A standard six-sided die is rolled twice. What is the probability that the product of the rolls is 1, 2, or 3?
To get a product of 1 with two dice rolls, we must roll a 1 on the first die and a 1 on the second die.
To get a product of 2, we can either roll a 1 on the first die and a 2 on the second die, or roll a 2 on the first die and a 1 on the second die.
To get a product of 3, we can either roll a 1 on the first die and a 3 on the second die, or roll a 3 on the first die and a 1 on the second die.

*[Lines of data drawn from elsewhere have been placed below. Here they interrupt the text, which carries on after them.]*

PR #157, opened 2022-07-11
Fix Budgie Menu view not resetting on open

EbonJaeger:
## Description

The previous `show()` function was only ever actually called when the widget is first shown. This adds a new abstract function for views to implement that gets called whenever the menu is opened, so any cleanup actions can be reliably performed.

### Submitter Checklist


JoshStrobl (approved):
Thanks for the fix!

PR #168, opened 2022-07-26
IBUS Rework

fossfreedom:
## Description
This maybe specific to Debian/Ubuntu - so it could be construed as a FYI as to what I will be adding as a patchset for these distros.  Thus please consider carefully - it does need thorough testing on your specific distro since as far as I can gather many distro's patch IBUS stuff in different ways. I don't recall seeing previous issues like this being reported by other distros hence the issues below may be specific to Debian/Ubuntu.

Over the years of budgie-desktop various ubuntu community members (and reproduced on Debian) have reported on occasions that the keyboard layout always defaulted to en_US even if it wasn't installed.  Logging in and logging out may resolved.  On other occasions various workaround like toggling the gsettings keyboard layouts key seem to resolve for a session.

Additionally various people have reported that ALT+Shift rarely worked as a switch layout key combination.

Finally - the IBUS popup for non-latin languages didn't appear in budgie.  We resolved this a while back and have carried the fix as a distro specific patch (the ibus-daemon process needed to be called with different parameters).

Screenshot from 2022-07-26 09-44-01

This PR reworks budgie's IBUS handling to resolve all of the above.  

As a FYI - I will be carrying this as a patchset for 22.10 where the first issue always seems to occur now - at least for me.  Various team members and community members are testing this for 22.04 and will likely push this as a stable release update for that series.  If demand warrants this I will also consider backporting to 20.04 where these issues have also been reported in the past.

### Submitter Checklist


src/wm/ibus.vala
```diff
@@ -73,7 +73,7 @@ namespace Budgie {
 		* Launch the daemon as a child process so that it dies when we die
 		*/
 		private void startup_ibus() {
-			string[] cmdline = {"ibus-daemon", "--xim", "--panel", "disable"};
+			string[] cmdline = {"ibus-daemon", "--xim", "--daemonize"};
```
JoshStrobl, line 76: Is daemonizing going to put the ugly ibus icon into the system tray permanently? There has been a back-and-forth over the years about enabling the panel option and it always comes down to a system tray item sticking out like a sore thumb.

src/wm/keyboard.vala
```diff
@@ -73,20 +76,49 @@ namespace Budgie {
...
+			/* Hook into GNOME defaults */
+			var schema = new Settings("org.gnome.desktop.wm.keybindings");
+			wm.get_display().add_keybinding("switch-input-source", schema, Meta.KeyBindingFlags.NONE, switch_input_source);
+			wm.get_display().add_keybinding("switch-input-source-backward", schema, Meta.KeyBindingFlags.NONE, switch_input_source_backward);
+		}
+
+		construct {
+			var schema = GLib.SettingsSchemaSource.get_default ().lookup ("org.gnome.desktop.input-sources", true);
+			if (schema == null)
+				return;
```
JoshStrobl, line 106: Please use curly braces.

src/wm/keyboard.vala
```diff
@@ -73,20 +76,49 @@ namespace Budgie {
 		/* Guard ourselves from any future potential derps */
 		private bool is_keyboard_held = false;
 
-		public KeyboardManager(Budgie.BudgieWM? wm) {
-			Object(wm: wm);
+		public static void init (Budgie.BudgieWM? wm) {
+			if (instance != null)
+				return;
```
JoshStrobl, line 81: Please use curly braces.

src/wm/keyboard.vala
```diff
@@ -310,12 +349,72 @@ namespace Budgie {
...
+		bool handle_modifiers_accelerator_activated (Meta.Display display) {
+			display.ungrab_keyboard (display.get_current_time ());
+
+			var sources = settings.get_value ("sources");
+			if (!sources.is_of_type (sources_variant_type))
+				return true;
+
+			var n_sources = (uint) sources.n_children ();
+			if (n_sources < 2)
+				return true;
```
JoshStrobl, line 374: Please use curly braces.

src/wm/keyboard.vala
```diff
@@ -310,12 +349,72 @@ namespace Budgie {
...
+		/**
+		* Respond correctly to ALT+SHIFT_L
+		*/
+		[CCode (instance_pos = -1)]
+		bool handle_modifiers_accelerator_activated (Meta.Display display) {
+			display.ungrab_keyboard (display.get_current_time ());
+
+			var sources = settings.get_value ("sources");
+			if (!sources.is_of_type (sources_variant_type))
+				return true;
```
JoshStrobl, line 370: Please use curly braces.

src/wm/keyboard.vala
```diff
@@ -310,12 +349,72 @@ namespace Budgie {
...
+			return true;
+		}
+
+		/**
+		* Called whenever  the keyboard layout needs to be set/reset
+		*/
+		[CCode (instance_pos = -1)]
+		void set_keyboard_layout (string key) {
+			if (!(key == "current" || key == "sources" || key == "xkb-options"))
+				return;
```
JoshStrobl, line 387: Please use curly braces.

src/wm/keyboard.vala
```diff
@@ -310,12 +349,72 @@ namespace Budgie {
...
+
+			string layout = DEFAULT_LAYOUT, variant = DEFAULT_VARIANT, options = "";
+
+			var sources = settings.get_value ("sources");
+			if (!sources.is_of_type (sources_variant_type))
+				return;
```
JoshStrobl, line 393: Please use curly braces.

src/wm/keyboard.vala
```diff
@@ -310,12 +349,72 @@ namespace Budgie {
...
+
+			unowned string? type = null, name = null;
+			if (sources.n_children () > current_source)
+				sources.get_child (current_source, "(&s&s)", out type, out name);
```
JoshStrobl, line 397: Please use curly braces.

JoshStrobl (commented):
Need to review the rest later but some initial items and question.

src/wm/ibus.vala
fossfreedom: interesting question.  On UB we override the dconf key so it doesn't display if the system tray is used. We don't carry the system tray as part of our default layout anyway - so a bit belt and braces.  For some layouts such as Japanese, if the user is NOT using a japanese keyboard with the extra keys to change the input mode, the only way to change the input mode (at least that I can find) is to re-enable the system tray icon (via ibus-setup) and change the input mode that way.

As far as I can gather on Debian/Ubuntu, the popup is a necessity for non-latin layout users which is a  little surprising statement I suppose since I haven't seen any previous comments on non debian/ubuntu forums for the lack-of.

Why the keyboard layout applet doesnt handle input modes is another question - and a different issue.

JoshStrobl: > We don't carry the system tray as part of our default layout anyway - so a bit belt and braces.

Sure but it *is* the default for Budgie itself, which is what should be tested against :)

> On UB we override the dconf key so it doesn't display if the system tray is used

Gotcha. Yea this sounds then like it is more something that needs to be decided on by anyone shipping Budgie Desktop (like UB does).

serebit: Can it not be launched with both options?

fossfreedom: the --panel disable hides it from the system tray.  But then there is no means to re-enable it.  Certain non-latin layouts such as japanese you need a means to change the input mode (if the keyboard you are using doesnt have the input mode key) which our current keyboard applet does not support.  How to extend the applet - no idea off the top of my head.

serebit: Could include an override in carbontray to hide the icon, with an associated applet option to unhide it.

JoshStrobl: @serebit That is a good idea.

JoshStrobl: Would be nice to see this get implemented as part of this PR.

JoshStrobl (changes requested):

usergreen:
> fossfreedom commented on Jul 26
>
>For some layouts such as Japanese, if the user is NOT using a japanese keyboard with the extra keys to change the input mode, the only way to change the input mode (at least that I can find) is to re-enable the system tray icon (via ibus-setup) and change the input mode that way.

I think this problem is only specific to Ubuntu Budgie. Other distros including Debian and Fedora can change the input mode by pressing Shift + Space and/or Ctrl + Space keys besides the system tray icon.

I tested Ubuntu Budgie 22.10. I followed the Deian way to introduce IBus-anthy, but the system tray icon did not appear at all. So it seems that this might be a specific issue only for Ubuntu Budgie.

Best regards.

fossfreedom:
@usergreen you will need to add the system tray applet to the panel. You then need to enable the tray icon via ibus-settings. Only then will you see the ibus icon.

usergreen:
@fossfreedom As I mentioned above, there is no need to add the system tray applet to the panel in order to enable Japanese input. Of course, ibus tray applet is an available option to add afterwards.

In Ubuntu Budgie, you can switch input method from English to Japanese by Ctrl + j key (or 半／全 key in Japanese keyboard).

What I did to enable Japanese input was only to do the following:
`apt install ibus-anthy`
 as root user and
`im-config`
 as ubuntu-budgie user and choose IBus from the menu.
Then added  [System Tools] > [IBus Preferences] > [Imput Method] > [Add] > [日本語] > [Anthy]

The above can be reproduced.

fossfreedom:
Indeed. You shouldnt (in theory)  need ibus preferences at all.

Just use the appropriate keyboard layout in budgie-control-center

For example, for Chinese install ibus and lib-ibus-pinyin  logout and login and then choose the intelligent pinyin layout in BCC - keyboard. Logout and login again.

src/wm/ibus.vala
fossfreedom: Override added and as discusses a BDS option to toggle assuming ibus-daemon is installed and running.

JoshStrobl (approved):
Went ahead and did some code cleanup. LGTM. Thank you for adding the ibus icon option!

JoshStrobl (changes requested):
Correction: Cycling seems bork. It defaults to en + Finnish even though I've only specified Finnish in BCC (in ibus it seems to have en + Finnish), but I can't switch between the two. I can only switch to en US but not back. When I add Japanese (Anthy) in BCC, I can switch and it shows up in the tray, and I can switch to English, but I can't switch to Finnish. The Japanese Anthy layout doesn't appear in the popup / tooltip for IBUS either.

usergreen:
In that case, I suggest to use "uim" (Universal Input Method) instead of IBus. uim + Anthy works fine for me and has no problem. You can test my re-spin ISO image file from https://sourceforge.net/projects/mx-respin-iso/files/budgie/

Best regards.

fossfreedom:
Rather than just pointing to an iso please do help with this. Raise a discussion thread and describe what is uim, how you have implemented it with any hints and tips on setting things such as anthy et al, how you suggest the keyboard applet should flip between layouts I.e. what files/dconf key needs tweaking.  Thanks in advance.

JoshStrobl:
@fossfreedom should this be closed in favor of the other keyboard layout work you're doing?

PR #179, opened 2022-08-23
Change label properties for notification bodies

### LINKED ISSUE #171: Notification bodies are inconsistent
## Description

Notifications from some programs aren't ellipsized (KDE Connect, web browsers) and wrapped, while others are (`notify-send`). Very long messages could take up the entire height of the screen, and more.

I think this also affects the notifications displayed in Raven.

## Budgie version

budgie-desktop 10.6.2 (git-481817675bc27826a7cf9f39e209a27853fda75b)

## Operating system

Solus 4.3 Fortitude

1. Go to https://www.bennish.net/web-notifications.html in a web browser
2. Click the Authorize button to allow notifications
3. Click Show

For contrast,
1. In your terminal, run: `notify-send -a Test aaaaaaaaaaaaaaaaaaaaaaaaaaaaaaaaaaaaaaaaaaaaaaaaaaaaaaaaaaaaaaaaaaaaaaaaaaaaaaaaaaaaaaaaaaaaaaaaaaaaaaaaaaaaaaaaaaaaaaaaaaaaaaaaaaaaaaaaaaaaaaaaaaaaaaaaaaaaaaaaaaaaaaaaaaaaaaaaaaaaaaaaaaaaaaaaaaaaaaaaaaaaaaaaaaaaaaaaaaaaaaaaaaaaaaaaaaaaaaaaaaaaaaa`

## Actual result

image

## Expected result
image

## Additional information
I'm not sure what the Right Thing:tm: to do here even is. Do we want to limit to one line? Two lines? What's the best way to do multiple lines if so?

EbonJaeger:
## Description

This makes notification popup bodies more consistent, and prevents them from taking up unnecessarily large portions of the screen.

### Property Changes
The max chars were reduced slightly to ensure that the close button doesn't get shoved off the edge of the notification popup. Width chars were added so that the body text always has the same minimum and maximum size per line, so the entire popup body is filled by the label. Lines is set to 2, so only two lines of text is displayed. Note that this does not mean two lines in the popup; it's two lines of the actual notification text. This allows long lines to wrap (and wrapped lines don't count towards lines, because reasons) without popups taking up large amounts of screen real-estate. Xalign is set to 0 to ensure that the text always starts at the left (because halign and justify isn't enough).

### Screenshot

The top notification has a single long line that wraps, while the other consists of multiple lines.

image

It would be great for people to try this branch out for a day (or several) before merging, so any concerns and tweaks can be addressed and made using actual day-to-day notifications.

Fixes #171

### Submitter Checklist

### DIFF
--- a/src/daemon/notifications/popup.vala
+++ b/src/daemon/notifications/popup.vala
@@ -265,9 +265,11 @@ namespace Budgie.Notifications {
 				use_markup = true,
 				wrap = true,
 				wrap_mode = Pango.WrapMode.WORD_CHAR,
-				max_width_chars = 35,
-				halign = Gtk.Align.START,
+				width_chars = 33,
+				max_width_chars = 33,
+				lines = 2,
 				valign = Gtk.Align.START,
+				xalign = 0,
 				hexpand = true,
 				vexpand = true
 			};


JoshStrobl:
Been dogfooding for a while and haven't noticed any regressions, so merging :+1:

So, the possible outcomes that give us a product of 1, 2, or 3 are:
Rolling a 1 on the first die and a 1 on the second die
Rolling a 1 on the first die and a 2 on the second die
Rolling a 2 on the first die and a 1 on the second die
Rolling a 1 on the first die and a 3 on the second die
Rolling a 3 on the first die and a 1 on the second die
This gives us a total of 5 possible outcomes out of 36:
(1, 1)
(1, 2)
(2, 1)
(1, 3)
(3, 1)
Therefore, the probability of getting a product of 1, 2, or 3 is:
P(product = 1, 2, or 3) = 5/36
So the probability of getting a product of 1, 2, or 3 is 5/36.